You can get both false positives and false negatives so information from thermal latency is only one piece of information, but if you happen to have a driver of a vehicle who is intoxicated and head injured mumbling about a passenger and you see a thermal latent imprint in the passenger seat, I would make sure that you search the surrounding area.
If you have access to them, grab a chemical hot pack, activate it and throw it on a table. Show the group what the hot pack looks like to the thermal imager, and then cover it with a thick blanket. This shows that victims on beds are hard to detect as the warmer the blanket is for people, the better insulator it is. The better insulator the blanket is, the harder it is for a TI to “see.” You can even use a bed sheet, blanket and comforter. For this reason, all beds should be searched by a gloved hand regardless of what the TI says.
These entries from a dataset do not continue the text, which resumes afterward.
PR #467, opened 2022-10-27
Make sure content updates, when switching TabNavigator tabs

dobromir-hristov:
Bug/issue #, if applicable: 101627936

## Summary

Makes sure content is updated when switching across tabs in a TabNavigator. If using a `@Video` tag, the video element is currently cached and never re-renders.

## Dependencies

NA

## Testing

Steps:
1. Create a TabNavigator with a video in each
2. Assert that switching tabs also switches the video sources.
3. Play one video and switch tabs. Assert the Replay button becomes Replay and video is chagned.

## Checklist

- [ ] Added tests - Cannot add tests, internal Vue issue.

### DIFF
--- a/src/components/ContentNode/TabNavigator.vue
+++ b/src/components/ContentNode/TabNavigator.vue
@@ -18,7 +18,7 @@
         {{ title }}
       </TabnavItem>
     </Tabnav>
-    <div class="tabs-content">
+    <div class="tabs-content" :key="currentTitle">
       <template v-for="title in titles">
         <slot v-if="title === currentTitle" :name="title" />
       </template>


src/components/ContentNode/TabNavigator.vue
```diff
@@ -18,7 +18,7 @@
         {{ title }}
       </TabnavItem>
     </Tabnav>
-    <div class="tabs-content">
+    <div class="tabs-content" :key="currentTitle">
```
mportiz08, line 21: Don't we want to maintain the state of a played video in a given tab, etc?

Also, I don't totally understand why the issue is only reproducible for videos—using something like text or images seems to work fine. Could you help explain the problem to me?

dobromir-hristov: Good questions. 

To maintain the video playback, we need to refactor this to use v-show, otherwise the v-if-ing will just destroy the video.

As for why it does this... I do not know. In devtools the components actually get the right props and everything, Vue just does not re-render the video component. Really weird honestly... Could be the internal diffing they use?

mportiz08 (approved):

mportiz08:
@swift-ci test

5) Fire Inspections and Pre-plans
One of the easiest trainings to conduct is to simply take the thermal imager with you during company-level fire inspections or pre-plans. Use the thermal imager to look around the building and if you see something that you do not recognize, investigate it until you understand what is causing it and why it appeared the way that it did on the thermal imager. Building this kind of mental database is one of the most effective methods of understanding what the imager is trying to display.